Создайте data.frame, где столбец - это список


80

Я знаю, как добавить столбец списка:

> df <- data.frame(a=1:3)
> df$b <- list(1:1, 1:2, 1:3)
> df
  a       b
1 1       1
2 2    1, 2
3 3 1, 2, 3

Это работает, но нет:

> df <- data.frame(a=1:3, b=list(1:1, 1:2, 1:3))
Error in data.frame(1L, 1:2, 1:3, check.names = FALSE, stringsAsFactors = TRUE) : 
  arguments imply differing number of rows: 1, 2, 3

Почему?

Кроме того, есть ли способ создать df(см. Выше) за один вызов data.frame?

Ответы:


103

Слегка неясно, от ?data.frame:

Если список, фрейм данных или матрица передаются в 'data.frame', это как если бы каждый компонент или столбец был передан как отдельный аргумент (за исключением матриц класса '' model.matrix '' и матриц, защищенных 'I ' ).

(курсив мой).

Так

data.frame(a=1:3,b=I(list(1,1:2,1:3)))

вроде работает.


17
Для интересующихся «Я» означает «Запретить интерпретацию / преобразование объектов». Он создает идентичный объект, но с добавлением «AsIs» к набору классов. Класс «AsIs» существует только для того, чтобы его могли прочитать функции data.frame () и formula (). Узнайте больше здесь .
pwilcox 01

2
потрясающе, спасибо за решение. хотя просто Iдля
запрета интерпретации

@pwilcox очень интересно. Есть ли способ вызвать объект, чтобы понять, защищен ли он мной? Я так думаю class()? например I(iris) -> i; i %>% class() 3 [1] "AsIs" "data.frame"(возвращает класс AsIs)
stevec

33

Если вы работаете с data.tables, то можете избежать звонкаI()

library(data.table)
# the following works as intended
data.table(a=1:3,b=list(1,1:2,1:3))

   a     b
1: 1     1
2: 2   1,2
3: 3 1,2,3

Это недооцененная особенность data.tableс большим отрывом
data princess

22

data_frames ( по- разному называют tibbles, tbl_df, tbl) изначально поддерживает создание столбцов списка с помощью data_frameконструктора. Чтобы использовать их, загрузите с ними одну из многих библиотек, например tibble, dplyrили tidyverse.

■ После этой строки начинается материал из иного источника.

PR #328, opened 2024-07-10
OPSEXP-2740: bump Alfresco components 

alxgomz:
Ref: OPSEXP-2740

### DIFF
--- a/charts/activemq/Chart.yaml
+++ b/charts/activemq/Chart.yaml
@@ -11,6 +11,6 @@ version: 3.5.3
 appVersion: 5.18.4
 dependencies:
   - name: alfresco-common
-    version: 3.1.2
+    version: 3.1.3
     repository: https://alfresco.github.io/alfresco-helm-charts/
 icon: https://avatars0.githubusercontent.com/u/391127?s=200&v=4
--- a/charts/activemq/Chart.yaml
+++ b/charts/activemq/Chart.yaml
@@ -7,7 +7,7 @@ keywords:
 name: activemq
 sources:
   - https://github.com/Alfresco/alfresco-helm-charts
-version: 3.5.3
+version: 3.6.0
 appVersion: 5.18.4
 dependencies:
   - name: alfresco-common
--- a/charts/activemq/Chart.yaml
+++ b/charts/activemq/Chart.yaml
@@ -7,7 +7,7 @@ keywords:
 name: activemq
 sources:
   - https://github.com/Alfresco/alfresco-helm-charts
-version: 3.6.0
+version: 3.5.4
 appVersion: 5.18.4
 dependencies:
   - name: alfresco-common
--- a/charts/alfresco-activiti-admin/Chart.yaml
+++ b/charts/alfresco-activiti-admin/Chart.yaml
@@ -1,7 +1,7 @@
 apiVersion: v2
 description: A Helm chart for Alfresco Activiti
 name: alfresco-activiti-admin
-version: 0.1.1
+version: 0.2.0
 appVersion: 24.2.1
 dependencies:
   - name: alfresco-common
--- a/charts/alfresco-activiti-admin/Chart.yaml
+++ b/charts/alfresco-activiti-admin/Chart.yaml
@@ -1,7 +1,7 @@
 apiVersion: v2
 description: A Helm chart for Alfresco Activiti
 name: alfresco-activiti-admin
-version: 0.2.0
+version: 0.1.2
 appVersion: 24.2.1
 dependencies:
   - name: alfresco-common
--- a/charts/alfresco-activiti-admin/Chart.yaml
+++ b/charts/alfresco-activiti-admin/Chart.yaml
@@ -2,7 +2,7 @@ apiVersion: v2
 description: A Helm chart for Alfresco Activiti
 name: alfresco-activiti-admin
 version: 0.1.1
-appVersion: 24.2.0
+appVersion: 24.2.1
 dependencies:
   - name: alfresco-common
     version: 3.1.2
--- a/charts/alfresco-activiti-admin/Chart.yaml
+++ b/charts/alfresco-activiti-admin/Chart.yaml
@@ -5,7 +5,7 @@ version: 0.1.1
 appVersion: 24.2.1
 dependencies:
   - name: alfresco-common
-    version: 3.1.2
+    version: 3.1.3
     repository: https://alfresco.github.io/alfresco-helm-charts/
   - name: postgresql
     repository: oci://registry-1.docker.io/bitnamicharts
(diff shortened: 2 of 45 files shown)


charts/activemq/Chart.yaml
```diff
@@ -7,10 +7,10 @@ keywords:
 name: activemq
 sources:
   - https://github.com/Alfresco/alfresco-helm-charts
-version: 3.5.3
+version: 3.6.0
```
pmacius, line 10: Maybe we can bump to 3.5.4 since there is only a patch bump in dependencies

charts/alfresco-activiti-admin/Chart.yaml
```diff
@@ -1,11 +1,11 @@
 apiVersion: v2
 description: A Helm chart for Alfresco Activiti
 name: alfresco-activiti-admin
-version: 0.1.1
-appVersion: 24.2.0
+version: 0.2.0
```
gionn, line 4:
```suggestion
version: 0.1.2
```

all the bumps are bugfixes

charts/alfresco-activiti/Chart.yaml
```diff
@@ -1,7 +1,7 @@
 apiVersion: v2
 description: A Helm chart for Alfresco Activiti
 name: alfresco-activiti
-version: 0.2.0-alpha.1
+version: 0.2.0-alpha.2
 appVersion: 24.3.0-SNAPSHOT
```
gionn, line 5: isn't automated?

charts/alfresco-activiti/README.md
```diff
@@ -55,7 +55,7 @@ A Helm chart for Alfresco Activiti
 | image.internalPort | int | `8080` |  |
 | image.pullPolicy | string | `"IfNotPresent"` |  |
 | image.repository | string | `"quay.io/alfresco/alfresco-process-services"` |  |
-| image.tag | string | `"develop-11791"` |  |
+| image.tag | string | `"develop-12323"` |  |
```
gionn, line 58: now we should use GA here

charts/alfresco-adf-app/Chart.yaml
```diff
@@ -2,8 +2,8 @@ apiVersion: v2
 name: alfresco-adf-app
 description: A generic Alfresco Development Framework Helm chart for Kubernetes
 type: application
-version: 0.1.0
+version: 0.2.0
```
gionn, line 5:
```suggestion
version: 0.1.1
```

charts/alfresco-search-enterprise/Chart.yaml
```diff
@@ -3,7 +3,7 @@ apiVersion: v2
 name: alfresco-search-enterprise
 description: A Helm chart for deploying Alfresco Elasticsearch connector
 type: application
-version: 4.0.0-alpha.0
+version: 4.0.0
```
gionn, line 6: if there aren't any changes there is no need to release now

charts/alfresco-search-service/Chart.yaml
```diff
@@ -10,12 +10,12 @@ keywords:
 name: alfresco-search-service
 sources:
   - https://github.com/Alfresco/alfresco-helm-charts
-version: 3.3.1
-appVersion: 2.0.10
+version: 3.4.0
```
gionn, line 13:
```suggestion
version: 3.3.2
```

charts/alfresco-search-service/charts/alfresco-insight-zeppelin/Chart.yaml
```diff
@@ -11,8 +11,8 @@ name: alfresco-insight-zeppelin
 version: 3.0.1
```
gionn, line 11: I don't know what we should do with this (keep in sync with parent?)

charts/alfresco-sync-service/values.yaml
```diff
@@ -17,7 +17,7 @@ podSecurityContext:
   fsGroup: 1000
 image:
   repository: quay.io/alfresco/service-sync
-  tag: 5.0.0
+  tag: 4.0.1
```
gionn, line 20: should stay on 5.x since it's latest GA

gionn (changes requested):

charts/activemq/Chart.yaml
alxgomz: Guys that does not comply to the defined versioning scheme: https://hyland.atlassian.net/wiki/spaces/TECH/pages/1293317631/Charts+release+versioning+scheme
I'm fine with changing it but I think it's time to review and approve (👍) that doc (it's still in "ready for review")

charts/alfresco-activiti/Chart.yaml
alxgomz: It is but I reverted the change as the current code require unreleased 24.3.0 (and it's not used anywhere at that point)

charts/alfresco-activiti/README.md
alxgomz: same as aboce

charts/alfresco-activiti/Chart.yaml
alxgomz: I will simply not release anything here for now

charts/alfresco-activiti-admin/Chart.yaml
alxgomz: same as above

charts/alfresco-sync-service/values.yaml
alxgomz: good point, the 4.x enforcement for acs 23.2 needs to happen in the umbrella chart 👍

charts/activemq/Chart.yaml
gionn: looks more an uncovered case rather than not complying, what is the specific point you are referring to?

also we need to have this moved or at least mentioned in the developers/release md

charts/alfresco-sync-service/values.yaml
gionn: I remember reverting this manually last time we did the release, there is not an easy way to handle it via updatecli matrix

charts/alfresco-search-service/charts/alfresco-insight-zeppelin/Chart.yaml
alxgomz: I will just bump it independently. There very few chance it ever evolves without search service but that's still a different code base where bumps should be independent (e.g. a bug fix in one of the chart themselves)

charts/activemq/Chart.yaml
alxgomz: the page is indeed unclear but I'm prety sure we decided we would decoralate bugfixes from images and dependencies from actual chart bugfixes... Though thinking about it now seems overly complicated and treating all bugfixes the same is much easier. Hence, I updated the page and linked in the Release section.

pmacius (approved):

charts/alfresco-activiti/Chart.yaml
gionn: ah ok, I was hoping the fix would be in the GA we are currently releasing

gionn (approved):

> data_frame(abc = letters[1:3], lst = list(1:3, 1:3, 1:3))
# A tibble: 3 × 2
    abc       lst
  <chr>    <list>
1     a <int [3]>
2     b <int [3]>
3     c <int [3]>

Они действительно находятся data.framesпод капотом, но несколько видоизменены. Их почти всегда можно использовать как обычно data.frames. Единственное исключение, которое я обнаружил, - это то, что когда люди выполняют несоответствующие проверки классов, они вызывают проблемы:

> #no problem
> data.frame(x = 1:3, y = 1:3) %>% class
[1] "data.frame"
> data.frame(x = 1:3, y = 1:3) %>% class == "data.frame"
[1] TRUE
> #uh oh
> data_frame(x = 1:3, y = 1:3) %>% class
[1] "tbl_df"     "tbl"        "data.frame"
> data_frame(x = 1:3, y = 1:3) %>% class == "data.frame"
[1] FALSE FALSE  TRUE
> #dont use if with improper testing!
> if(data_frame(x = 1:3, y = 1:3) %>% class == "data.frame") "something"
Warning message:
In if (data_frame(x = 1:3, y = 1:3) %>% class == "data.frame") "something" :
  the condition has length > 1 and only the first element will be used
> #proper
> data_frame(x = 1:3, y = 1:3) %>% inherits("data.frame")
[1] TRUE

Я рекомендую прочитать о них в R 4 Data Science (бесплатно).


1
R движется и растет, и я думаю, что это ответ на вопрос 2018 года, и его следует как-то обозначить как таковой.
Fitzroy Hogsflesh

Если он достаточно популярен, он поднимется на вершину. Многие из нас до сих пор используют базовый R ...
Бен Болкер
Используя наш сайт, вы подтверждаете, что прочитали и поняли нашу Политику в отношении файлов cookie и Политику конфиденциальности.
Licensed under cc by-sa 3.0 with attribution required.